Is it possible to program the site in such a way that a user in their settings can disable animated avatars altogether?
Some browsers can do this easily and on a page-per-page basis, while others (firefox) has the setting hidden somewhere in an awkward config document.

if this is not a useful aspect of rule discussion, you may smite me.


----------



## T3HPK (Jan 23, 2009)

I want to punch the guys in the face who originally sexualized a female's breasts. How come no one ever sexualized a male's chest? :x


----------



## darkdoomer (Jan 23, 2009)

gore is not pg-13. 
it's allowed on deviantart's avatars, why not here? 
seizure-generating avys is bullshit.


----------



## ohtar (Jan 23, 2009)

darkdoomer said:


> gore is not pg-13.
> it's allowed on deviantart's avatars, why not here?
> seizure-generating avys is bullshit.



1) i hardly see why anyone would think blood and guts is an acceptable thing for children to be actively viewing. even most movies with high blood content get a parental guidance rating of some sort.

2) in case you missed the memo, we're not DA. Laws change from site to site. Don't like it, contact whoever owns the internet and have them put universal standards on all the sites. Otherwise, we just gotta live with it and go with the flow. 

3) anything with bright rapid flashing can cause seizures no matter how small the picture is. im not even epileptic and i get a migraine from those damned things. The word meme ones are fine but the acid rave neon colours flashing at like 5 colours each second is insane. thankfully those arent a huge issue on FA. most people jeep the irritation to a minimum, often preferring the wide array of meme animations instead.


----------



## NightWolf714 (Jan 23, 2009)

Hate to continue a dying argument, but I agree with Vandell. Guy's breats are very similar to girl's breasts. Especially if it's a very thin girl or an overweight guy. In that case, they look very alike. I also know people who take offense to the nude man's chest. I personally have no problem with it (that's why my mature filter is off) but there should be some equality. Both sexes should be clothed if the girls have to be.

* * * * * (Seperation of subtopics)

On another note, I had a question about the PG-13 rating. According to Motion Picture Association of America, (http://www.mpaa.org/FlmRat_Ratings.asp) (which I am assuming is the rating system that FA is using), it states that nudity is not nessecarily considered Rated R, and that it is considered PG-13 unless it is of a sexual nature.

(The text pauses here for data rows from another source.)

PR #554, opened 2023-06-05
Improve consistency of --help messages

agateau-gg:
Click default help messages are sentences: they start with an upper-case letter and end with a point. Make our help messages follow the same format for consistency.


Walz (approved):
I was going to add a comment about the missing `.` in the help of `--json` but I remembered the other PR which factorize all `--json` option.

LGTM.

agateau-gg:
> I was going to add a comment about the missing `.` in the help of `--json` but I remembered the other PR which factorize all `--json` option.
> 
> LGTM.

Ah right, this commit was originally on top of the `--json` PR, but I rebased it :)

PR #558, opened 2023-06-08
Subcommands in IaC scan: allow commit scan

Paul-GitGuardian:


ggshield/cmd/iac/scan/scan.py
```diff
@@ -97,7 +78,14 @@ def scan_cmd(
...
     output_handler = output_handler_cls(verbose=config.user_config.verbose)
-    return output_handler.process_scan(scan)
+
+    return (
+        output_handler.process_scan(IaCPathScanCollection(scan.id, scan.result))
+        if since is None
+        else output_handler.process_diff_scan(
+            IaCDiffScanCollection(scan.id, scan.result)
+        )
+    )
```
Paul-GitGuardian, line 88: @cyrvan-b 
This looks ugly to me. What do you think? Here is the situation:
- There are two result classes, IaCPathScanCollection and IaCDiffScanCollection, for the two scan types. They both inherit an abstract class IaCScanCollection
- There are (currently) two output handlers, IaCTextOutputHandler & IaCJSONOutputHandler, both inheriting an abstract class IaCOutputHandler.

Both types of scan result can use any of the output handler classes.

Paul-GitGuardian: OK I think having two different process methods in the output handlers will be necessary anyway. Adding a `process` method to the ScanCollection classes might work. I'm still open to hearing your opinion on this.

Paul-GitGuardian: We decided not do this this, as it would cause circular dependencies.
Instead, one function will be created in scan.py for each scan result type.

ggshield/core/dirs.py
```diff
@@ -7,15 +8,15 @@
...
+def get_config_dir() -> Any:
     try:
         # See tests/conftest.py for details
         return str(os.environ["GG_CONFIG_DIR"])
     except KeyError:
         return user_config_dir(appname=APPNAME, appauthor=APPAUTHOR)
 
 
-def get_cache_dir() -> str:
+def get_cache_dir() -> Any:
```
agateau-gg, line 19: The changes in these files should not be necessary now that `os.environ` is turned into an `str`.

agateau-gg (commented):
Hey 👋🏻, I know this PR is a work in progress, but I figured it would be helpful to get some early feedback:

The `cmd.utils` package should be moved to something like `core.clickutils`. The sub-directories in `cmd` are supposed to contain commands. See [doc/dev/architecture.md](https://github.com/GitGuardian/ggshield/blob/main/doc/dev/architecture.md) for more details.

Have you considered using a single tar to store both before and after states? It would result in a smaller payload. To verify this I created two dirs with checkouts of ggshield, one on `main`, one on `v1.15.0`. I then created individual tarballs of the dirs, and a tarball of the two dirs. The single tarball is much smaller than the sum of the two individual tarballs:

|name|size|
|-|-|
|ggshield.tar.gz|3.8 MB|
|ggshield2.tar.gz|4.1 MB|
|ggshield-combined.tar.gz|4.4 MB|

This can be implemented by injecting the tar object in `tar_from_ref_and_filepaths()` instead of creating it inside the function. Bonus point if it's a simple Protocol, making it easier to test.

Finally, I hate to be that guy, but... this PR is getting too big. Consider splitting it, maybe using an integration branch if it's not in a releasable state yet.

Paul-GitGuardian:
Than you for your early feedback!
Regarding the single tar: this was considered by @gg-teolohrer, but the current solution was easier to implement in GIM (as tar hashes are used in the cache).
However, seing the large difference in the tarball sizes, we decided to go back to this solution.

ggshield/cmd/iac/scan/__init__.py
```diff
@@ -1,12 +1,79 @@
...
+    """
+    try:
+        max_commits = os.getenv("GITGUARDIAN_MAX_COMMITS_FOR_HOOK", None)
+        if max_commits is not None:
+            return int(max_commits)
+    except BaseException as e:
+        display_error(f"Unable to parse GITGUARDIAN_MAX_COMMITS_FOR_HOOK: {str(e)}")
+        return None
+
+    return None
```
GG-HH, line 79: While this can be useful for secrets (we scan each commit), this should be useless for IaC because we only scan two states whatever the number of commits is.

ggshield/core/clickutils/default_command_group.py
```diff
@@ -0,0 +1,37 @@
+from typing import Any, List
+
+import click
+
+
+# Use https://github.com/click-contrib/click-default-group instead?
```
GG-HH, line 6: @agateau-gg I could use your help on this one.

I don't think it is a good idea to use the lib because it adds a dependency for a very small code snippet that hasn't changed for years.

However, I think it is a good idea to keep the reference for documentation and to find help if we have an issue with it.

ggshield/core/clickutils/option_group.py
```diff
@@ -0,0 +1,50 @@
+from typing import Any, List, Mapping
+
+import click
+
+
+# All options subscribed form a group
+# One of them must be present (and no more)
+
+
+class OptionGroup(click.Option):
```
GG-HH, line 10: Should we add tests for such code ?

ggshield/iac/iac_scan_models.py
```diff
@@ -32,24 +38,53 @@ class IaCDiffScanResult(Base):
...
-    )
-    result = IaCDiffScanResult(
-        scan.id,
-        scan.type,
-        scan.iac_engine_version,
-        entities_with_incidents=IaCDiffScanEntities([], [], []),
-    )
-    result.status_code = 200
-    return result
+class MockClient(GGClient):
```
GG-HH, line 41: @agateau-gg my idea here is to subclass the existing client until we are sure about the implementation and then to migrate into pygitguardian.
In this MR, the "real" routes to GIM are not implemented.

GG-HH (commented):
Sounds almost good to me. A few questions for our friend @agateau-gg :)

GG-HH (approved):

I am curious because artistic nudity is not considered sexual (or at least, not suppost to be). I wanted clarity about this, because in my opinion, the bouncy boobs avatars are much more sexual than a cutsey avartar with artistic nudity on it.


----------



## Arshes Nei (Jan 23, 2009)

NightWolf714 said:


> I am curious because artistic nudity is not considered sexual (or at least, not suppost to be). I wanted clarity about this, because in my opinion, the bouncy boobs avatars are much more sexual than a cutsey avartar with artistic nudity on it.



That is correct, but we have two problems.

Safe for work. Girls boobs are gonna get the mark for a no no more than a guy's. 

The rating system on FA needs to be fixed quite honestly.


----------



## Eevee (Jan 23, 2009)

valerion said:


> According to US law female breasts = pornography


Which law would that be, exactly?


----------



## Quiet269 (Jan 23, 2009)

Eevee said:


> Which law would that be, exactly?


The Law of Public Opinion! Also from Wiki: http://en.wikipedia.org/wiki/Indecent_exposure#Legal_status_in_the_United_States

It seems to vary by state.


----------



## NightWolf714 (Jan 23, 2009)

Quiet269 said:


> The Law of Public Opinion! Also from Wiki: http://en.wikipedia.org/wiki/Indecent_exposure#Legal_status_in_the_United_States
> 
> It seems to vary by state.



No offense, but fail with "The Law of Public Opinion" because that ignores the public who disagrees with you. And another fail for quote wiki as though it's always fact. 

Nevertheless, that is the law. The question is the idea of artistic nudity. This site is an art site, and is known as an artsite. So shouldn't artistic nudity be a loop hole?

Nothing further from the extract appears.